As an Director of Collegiate Marketing and clearly a college sports enthusiast, you are well aware of the impact of social media when generating buzz and how effective social media marketing can benefit a department. As a graduate in the Northwestern Medill IMC program and a former student athlete, I have found two articles that address both sides of the spectrum of the effects of marketing on different social platforms.
Julie Blakey's article, “The Intersection of Collegiate Athletics and Social Media” explains the upward trend of social media engagement in collegiate athletics. She details how the ability to connect with passionate fans on platforms like Twitter, Instagram, and Facebook can help develop a community where these collegiate brands can effectively engage fans with hopes of this increasing fan loyalty, with beliefs that this interactivity will produce future returns on investments. She goes on to give great examples of institutions that effectively use social media to help further their fanbase. For example, the Michigan Football Facebook page utilized the ability “like” button to get fans exclusive access to season and individual ticket packages before anyone else, which this sort of buzz pays huge dividends for the university. The University of Oregon has a room called the “Quack Cave.” that is dedicated to monitoring everything Oregon from the coaches, to the players, and various sports. The approaches from both colleges signify a turn in collegiate marketing that Julie believes is a win-win if universities continue to effectively utilize social media.
In Arash Markasi’s article “Social media is a double edged sword in the sports world,” he talks about the mindset of young athletes of today and their interactions on different social media platforms. In a study from the Pew Research Center showed that 92% of teenagers are online daily, and 90% of teenagers operate on at least one social media platform. Athletes of today tend to operate with a carefree mentality on these platforms, in which this mindset has had numerous examples of individuals ending up on the wrong end on the court of public opinion. For example, Yuri Wright lost scholarship offers from schools like Michigan and Notre Dame because of his explicit persona on Twitter and multiple BCS football coaches have admitted to social media activity playing a factor in college recruiting as well. It is sort of tough to be so highly critical of these young athletes because they are young high schoolers and they should make mistakes, but essentially they are future ambassadors of the University as a whole, so that sort of responsibility weighs heavy on the minds of whether or not to offering college scholarships. Overall, it’s a great piece that effectively communicates the importance of being critical of what to post online.

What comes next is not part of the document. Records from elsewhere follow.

PR #294, opened 2024-04-17
Update `_data_color`

jrycw:
Hello team, I've attempted to simplify the logic in this PR for `_data_color`. I've updated the code according to my coding preferences, but please feel free to reject or modify the code based on your judgement.

### DIFF
--- a/great_tables/_data_color/base.py
+++ b/great_tables/_data_color/base.py
@@ -1,5 +1,4 @@
 from __future__ import annotations
-from itertools import chain, repeat
 from typing import (
     TYPE_CHECKING,
     Union,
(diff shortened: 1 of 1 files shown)


great_tables/_data_color/base.py
```diff
@@ -563,17 +558,8 @@ def _expand_short_hex(hex_color: str) -> str:
...
-
-    # Get the second character of the hex color
-    second_char = hex_color[1]
-
-    # Get the third character of the hex color
-    third_char = hex_color[2]
-
     # Return the expanded 6-digit hexadecimal color value
-    expanded = "#" + first_char + first_char + second_char + second_char + third_char + third_char
+    expanded = "".join(chain("#", *zip(*repeat(hex_color, 2))))
```
machow, line 562: What about something like this?:

```pyhton
"#" + "".join([x*2 for x in hex_color])
```

It took me a bit of thinking to think through how zip and repeat combined (since I don't use repeat too often 😅 )

jrycw: No worries. The updated code came to mind while refactoring. I believe your solution works and is arguably more readable. Personally, I might write `"#" + "".join(x * 2 for x in hex_color)`, but feel free to update this PR based on your judgment.

Issue #100, opened 2023-12-25
Return browsable gt object in Python repl


jooyoungseo:
Thanks for this great package! I am suggesting one feature request below.

In R {gt} package, `gt()` object returns browsable table in user's default browser. This is very convenient way for screen reader users to navigate data table in an alternative way. Could you please consider this in Python package as well?

Currently, `GT()` method returns html code in Python repl. Browsable GT object might be more useful in an interactive terminal from end-user's perspective.

machow:
Thanks for looking into this issue! I've been looking around for python libraries that do something similar, and it seems like plotly might be a good example of this:

```python
import plotly.express as px

fig = px.scatter(x=[0, 1, 2, 3, 4], y=[0, 1, 4, 9, 16])

# opens a browser window
fig.show()
```

Since the gt for R opens a browser aimed at a temporary .html file, we should be able to do the same. WDYT of that approach? In python, I wonder if we should add a method, like `.preview()`, that triggers this behavior.

I think the `.__repr__` method triggering a browser window to open might be surprising to python users but a `.preview()`. For plotly, it looks like they do trigger a browser window when you dump to console, but only for IPython, not for the python repl (there, you have to use `fig.show()`)...

jooyoungseo:
Maybe, I could be wrong, but in R, {gt} seems to rely on {htmltools} and `gt::gt()` appears to return `htmltools::browsable()` object.

I created a feature request https://github.com/posit-dev/py-htmltools/issues/79 to ask if {py-htmltools} could possibly support `htmltools.browsable()` methods. It would be great if {great_tables} depends on {py-htmltools} once it gets more reliable.

jooyoungseo:
@machow -- I have just learned from @cpsievert that we could use `show()` methods against {py-htmltools} object. What if {great_tables} depends on {py-htmltools} for this feature and beyond?

machow:
Great Tables uses htmltools, so this is perfect! I was able to get it to appear in the browser using this code in the IPython console...

```python
from great_tables import GT, exibble
from htmltools import HTML, TagList

res = GT(exibble).render("html")
el = HTML(res)

TagList(el).show("browser")
```

Note that I had to pass "browser" as an argument. The default argument of "auto" didn't seem to do anything.

It seems like at the very least we should add a `.show()` or `.preview()` method, which holds the logic for viewing the table anywhere (jupyterlab, IPython console, etc..). This could use something similar to the code above.

cpsievert:
[...]

PR #379, opened 2024-06-17
Feat gt show

machow:
This PR addresses #100 by adding a `GT.show()` method, which does the following:

* notebook-like environment: display table in cell output
* repl environment (e.g. ipython shell, python repl): open a browser with table

Fixes: #100

### DIFF
--- a/docs/_quarto.yml
+++ b/docs/_quarto.yml
@@ -58,6 +58,7 @@ filters:
   - interlinks
 
 interlinks:
+  fast: true
   sources:
     numpy:
       url: https://numpy.org/doc/stable/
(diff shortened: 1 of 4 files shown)


machow:
One trick with this pull request is that we've tested paths up to running `get_ipython()`, and it's tricky testing the cases where (1) we display in ipython, or (2) some of the bits around serving the table in the browser.

We use `.show()` in our executed docs code, which helps as a kind of smoketest. So the codecov is low. I think hopefully we've gotten close enough to things with our tests, but we might need to either eat codecov being mad or mark some of the parts as deliberately untested in unit tests.

rich-iannone (approved):
LGTM!

rich-iannone:
I’m generally in favor with marking parts that cannot be tested easily with comments signaling it should be omitted from codecov consideration.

- Get Started: Utilizing every platform may not be necessary at first, so start with one(maybe Twitter first) and figure out an online persona that effectively conveys the desired image/ message of the athletic department.
- Get Educated: Understand that everyone involved in the athletic department is a representation of the University as a whole. Education of social media etitique is a must from faculty to student-athletes to avoid any situations that would disrupt the public image.
- Get Noticed: In respect to the image of the University, try to differentiate your university from the rest. Be able to answer these questions. What makes people pledge a sincere allegiance to your university for years to come? How do you want to be perceived by someone who knows nothing about your university?